- VCD cover
- Directed by: Kishore Sarja
- Written by: M. S. Ramesh (dialogues)
- Story by: N. Linguswamy
- Based on: Sandakozhi (Tamil)
- Produced by: Arjun Sarja
- Starring: Chiranjeevi Sarja Aindrita Ray Ambareesh
- Cinematography: Sundarnath Suvarna
- Edited by: Kay Kay
- Music by: V. Harikrishna
- Production company: Sri Ram Films International
- Release date: 3 September 2009;
- Running time: 142 minutes
- Country: India
- Language: Kannada

= Vayuputra =

Vayuputra is a 2009 Indian Kannada-language action film directed by Kishore Sarja and produced by Arjun Sarja. A remake of Tamil film Sandakozhi, the film stars Chiranjeevi Sarja in his film debut, alongside Ambareesh, Aindrita Ray, Ajay, Sadhu Kokila, Mukhyamantri Chandru, Ramesh Bhat, Padmaja Rao and Shobha Raghavendra. The original score and soundtrack for the film were composed by V. Harikrishna.

Vayuputra was released on 3 September 2009 and also marks Kishore's final film as director as he died three months before the film's release.

==Plot==
Balu is an engineering student who visits the house of his classmate and friend Karthik in Mangalore after the final exams. Balu and Karthik's sister Divya develop affection for each other which transforms into love. Punja is a local gangster in Mangalore who is feared by the entire town. On his way back to his hometown in Mandya, Balu sees Punja chasing a man with a sickle. When Punja is about to kill the man he was chasing, Balu interferes and stops Punja, who is angered and immediately tries to attack Balu, but Balu beats up Punja in front of everyone to save himself, and leaves.

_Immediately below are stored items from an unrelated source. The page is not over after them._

PR #495, opened 2026-04-21
Pingora's patch disabling cert version validation for extensions

kornelski:
Needed by Pingora to unfork boring.

### DIFF
--- a/boring-sys/Cargo.toml
+++ b/boring-sys/Cargo.toml
@@ -61,7 +61,8 @@ rpk = []
 # Require mlkem.h
 mlkem = []
 
-# Violate RFC 5280 5.1.2.1 and allow certs with CRL extensions without a correct version
+# Violate RFC 5280 5.1.2.1 and allow certs with CRL extensions in X.509 version 1.
+# This feature is not guaranteed to be supported in future minor releases.
 allow-crl-extensions-bad-version = []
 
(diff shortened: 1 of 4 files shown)


johnhurt (approved):

boring-sys/Cargo.toml
```diff
@@ -61,6 +61,9 @@ rpk = []
 # Require mlkem.h
 mlkem = []
 
+# Violate RFC 5280 5.1.2.1 and allow certs with CRL extensions without a correct version
```
cjpatton: We should give ourselves some room to remove this feature without a major version bump

```suggestion
# Violate RFC 5280 5.1.2.1 and allow certs with CRL extensions in X.509 version 1.
# This feature is not guaranteed to be supported in future minor releases.
```

cjpatton (approved):
This is unfortunate but seems relatively harmless. Sometimes you just have to match OpenSSL. 

Note that OpenSSL can be configured to be as strict as BoringSSL here, but is not configured this way by default. See X509_V_FLAG_X509_STRICT in https://docs.openssl.org/master/man3/X509_VERIFY_PARAM_set_flags/#description

johnhurt:
Where did we land on this one? I was operating under the assumption that it was already merged 😅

Punja is furious and wants vengeance against Balu. His men trap Karthik/Divya's father and learn about Balu's native place. Punja sets goons to kill Balu, but gets shocked when he learns that Balu's father is Chowde Gowda, a powerful chieftain of Mandya, and it will be difficult to attack them. Punja leaves for Mandya and awaits the right moment to kill Balu and his family. Balu meets Divya, Karthik and their family at a temple. Divya/Karthik's father is initially angry on seeing Balu as he was responsible for bringing trouble by hitting Punja, but Balu convinces him and both the families agree to the marriage of Balu and Divya.

One day, Punja tries to kill Balu, but instead attacks Chowde Gowda. Chowde Gowda understands that Balu is being targeted and decides to protect him. A localite in Mandya hates Chowde Gowda and his family, and decides to help Punja kill Chowde Gowda. Punja utilizes the opportunity to kill Balu and Chowde Gowda, during a temple festival, but Balu saves Chowde Gowda and fights with Punja. Chowde Gowda asks Balu to fight with him and win. Balu thrashes Punja and leaves, challenging him to return if he still has guts to finish him.

==Soundtrack==
The music of the film was composed by V. Harikrishna and lyrics written by V. Nagendra Prasad and Kaviraj. The song "Ketta Kodukkura" from the original Tamil film was retained here as "Bhoomi Namma Jeeva". The song "Bhagavantha Bandha" was loosely inspired from Tamil song "Podhuvaaga En" from Murattu Kaalai (1980).

| No. | Title | Lyrics | Singer(s) | Length |
|---|---|---|---|---|
| 1. | "Bhagavantha Banda" | V. Nagendra Prasad | Karthik |  |
| 2. | "Baare Baare Gopamma" | V. Nagendra Prasad | Rahul Nambiar, Jyotsna Radhakrishnan |  |
| 3. | "Rock A Body" | Kaviraj | Tippu, Jyotsna Radhakrishnan |  |
| 4. | "Banda Gandara Ganda" | V. Nagendra Prasad | Vandemataram Srinivas |  |
| 5. | "Bhoomi Namma Jeeva" | V. Nagendra Prasad | Amul Raj, Priya Himesh |  |
| 6. | "Yaare Yaare Yaramma" | V. Nagendra Prasad | Rajesh Krishnan |  |

== Reception ==
=== Critical response ===
R G Vijayasarathy of Rediff gave 2.5/5 stars and wrote "Vaayuputhra is just a timepass movie which could have been better".